Collected data:
::::

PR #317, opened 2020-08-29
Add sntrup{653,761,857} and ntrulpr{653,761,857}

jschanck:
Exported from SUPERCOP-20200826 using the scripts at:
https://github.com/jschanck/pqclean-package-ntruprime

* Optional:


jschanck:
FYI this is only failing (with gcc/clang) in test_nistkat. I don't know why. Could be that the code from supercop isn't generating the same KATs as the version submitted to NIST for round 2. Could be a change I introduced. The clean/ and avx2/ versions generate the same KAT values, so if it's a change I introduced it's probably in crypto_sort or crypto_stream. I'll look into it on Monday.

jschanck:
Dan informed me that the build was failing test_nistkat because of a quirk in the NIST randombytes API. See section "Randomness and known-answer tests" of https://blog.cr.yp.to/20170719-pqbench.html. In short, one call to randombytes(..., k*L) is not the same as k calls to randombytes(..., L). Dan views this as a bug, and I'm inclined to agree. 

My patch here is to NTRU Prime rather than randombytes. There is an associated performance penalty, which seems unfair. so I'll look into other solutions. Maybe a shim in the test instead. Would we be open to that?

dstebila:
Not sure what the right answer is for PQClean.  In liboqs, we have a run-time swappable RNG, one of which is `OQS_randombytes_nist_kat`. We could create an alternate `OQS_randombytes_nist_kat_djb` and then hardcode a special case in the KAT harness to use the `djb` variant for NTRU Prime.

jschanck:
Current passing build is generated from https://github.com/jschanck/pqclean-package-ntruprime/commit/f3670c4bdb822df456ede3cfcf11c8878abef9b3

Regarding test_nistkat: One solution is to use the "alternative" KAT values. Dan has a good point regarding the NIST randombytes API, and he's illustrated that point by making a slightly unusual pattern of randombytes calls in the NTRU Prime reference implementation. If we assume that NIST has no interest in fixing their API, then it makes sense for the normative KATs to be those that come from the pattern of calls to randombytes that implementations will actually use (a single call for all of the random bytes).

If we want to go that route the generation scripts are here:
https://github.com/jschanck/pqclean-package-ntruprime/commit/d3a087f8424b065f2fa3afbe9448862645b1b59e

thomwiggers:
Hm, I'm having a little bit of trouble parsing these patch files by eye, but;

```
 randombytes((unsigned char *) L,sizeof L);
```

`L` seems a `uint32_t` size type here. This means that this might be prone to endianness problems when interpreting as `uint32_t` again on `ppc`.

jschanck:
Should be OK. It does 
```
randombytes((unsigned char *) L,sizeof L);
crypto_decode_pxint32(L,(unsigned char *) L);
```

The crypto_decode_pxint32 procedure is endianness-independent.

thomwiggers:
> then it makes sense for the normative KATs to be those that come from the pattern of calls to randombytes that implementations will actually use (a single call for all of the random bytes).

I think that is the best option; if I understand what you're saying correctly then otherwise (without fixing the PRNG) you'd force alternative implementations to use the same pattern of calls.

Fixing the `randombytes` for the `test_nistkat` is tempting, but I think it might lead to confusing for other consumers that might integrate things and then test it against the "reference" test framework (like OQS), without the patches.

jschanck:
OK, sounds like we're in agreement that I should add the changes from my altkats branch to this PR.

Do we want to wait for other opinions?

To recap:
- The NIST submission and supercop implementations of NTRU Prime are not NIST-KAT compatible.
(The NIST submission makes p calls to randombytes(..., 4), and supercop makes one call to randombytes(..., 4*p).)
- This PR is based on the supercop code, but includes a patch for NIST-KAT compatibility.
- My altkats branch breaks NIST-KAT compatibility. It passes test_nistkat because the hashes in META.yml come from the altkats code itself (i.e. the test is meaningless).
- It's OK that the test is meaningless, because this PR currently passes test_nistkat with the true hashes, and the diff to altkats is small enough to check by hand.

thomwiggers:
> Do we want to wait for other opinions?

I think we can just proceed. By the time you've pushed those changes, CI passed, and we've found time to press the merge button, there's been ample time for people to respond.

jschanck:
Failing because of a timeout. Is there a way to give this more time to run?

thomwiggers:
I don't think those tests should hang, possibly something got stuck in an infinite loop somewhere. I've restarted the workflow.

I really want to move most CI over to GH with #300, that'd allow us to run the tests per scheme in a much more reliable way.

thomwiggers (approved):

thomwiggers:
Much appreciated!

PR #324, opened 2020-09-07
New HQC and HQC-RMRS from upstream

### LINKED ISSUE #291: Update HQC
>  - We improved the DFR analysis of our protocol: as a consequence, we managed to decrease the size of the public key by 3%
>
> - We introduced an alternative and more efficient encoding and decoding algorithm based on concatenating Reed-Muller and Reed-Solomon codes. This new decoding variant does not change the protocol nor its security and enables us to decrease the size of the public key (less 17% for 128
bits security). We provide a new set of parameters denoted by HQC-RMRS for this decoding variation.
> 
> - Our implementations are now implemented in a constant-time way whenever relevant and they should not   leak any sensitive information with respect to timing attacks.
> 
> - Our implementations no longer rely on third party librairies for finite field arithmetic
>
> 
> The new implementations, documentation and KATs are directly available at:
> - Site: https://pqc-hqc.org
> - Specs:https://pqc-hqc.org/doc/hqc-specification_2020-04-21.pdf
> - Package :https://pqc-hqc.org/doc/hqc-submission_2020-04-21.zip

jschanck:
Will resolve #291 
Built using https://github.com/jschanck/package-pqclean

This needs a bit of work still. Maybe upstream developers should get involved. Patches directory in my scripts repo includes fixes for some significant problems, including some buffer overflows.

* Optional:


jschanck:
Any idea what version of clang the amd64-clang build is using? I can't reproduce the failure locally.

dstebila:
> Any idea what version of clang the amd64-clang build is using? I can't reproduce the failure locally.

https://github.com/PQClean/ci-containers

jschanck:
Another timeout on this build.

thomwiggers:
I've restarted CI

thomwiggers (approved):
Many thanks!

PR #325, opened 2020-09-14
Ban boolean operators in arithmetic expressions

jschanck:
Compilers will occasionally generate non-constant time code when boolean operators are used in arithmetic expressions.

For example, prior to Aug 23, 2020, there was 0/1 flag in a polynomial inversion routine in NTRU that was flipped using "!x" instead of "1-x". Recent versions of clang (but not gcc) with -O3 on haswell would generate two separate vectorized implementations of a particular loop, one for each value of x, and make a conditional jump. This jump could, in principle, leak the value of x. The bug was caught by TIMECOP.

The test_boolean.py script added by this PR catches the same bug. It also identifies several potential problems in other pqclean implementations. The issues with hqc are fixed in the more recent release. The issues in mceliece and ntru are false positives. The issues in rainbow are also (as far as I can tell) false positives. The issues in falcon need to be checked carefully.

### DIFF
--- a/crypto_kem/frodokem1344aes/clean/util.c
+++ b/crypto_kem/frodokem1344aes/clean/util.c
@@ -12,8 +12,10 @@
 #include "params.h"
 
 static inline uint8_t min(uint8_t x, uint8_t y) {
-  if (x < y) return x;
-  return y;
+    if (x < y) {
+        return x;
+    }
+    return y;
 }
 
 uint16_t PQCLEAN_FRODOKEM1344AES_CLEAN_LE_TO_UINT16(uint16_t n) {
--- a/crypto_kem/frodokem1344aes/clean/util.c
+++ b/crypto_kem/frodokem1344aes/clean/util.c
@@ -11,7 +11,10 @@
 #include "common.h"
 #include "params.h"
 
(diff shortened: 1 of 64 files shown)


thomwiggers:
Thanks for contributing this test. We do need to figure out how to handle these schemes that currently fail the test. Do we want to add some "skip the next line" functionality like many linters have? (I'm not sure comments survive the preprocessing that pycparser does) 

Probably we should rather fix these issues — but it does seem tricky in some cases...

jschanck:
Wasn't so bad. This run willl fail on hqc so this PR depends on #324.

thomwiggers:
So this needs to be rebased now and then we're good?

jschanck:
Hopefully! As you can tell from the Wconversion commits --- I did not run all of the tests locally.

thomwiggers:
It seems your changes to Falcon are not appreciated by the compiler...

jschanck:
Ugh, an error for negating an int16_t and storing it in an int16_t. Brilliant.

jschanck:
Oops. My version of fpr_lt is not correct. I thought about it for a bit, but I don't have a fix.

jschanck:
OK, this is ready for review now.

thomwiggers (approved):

::::

Action item:
Only the number is wanted: how many lines in the entries above contain the string "what"?

Problem solution:
4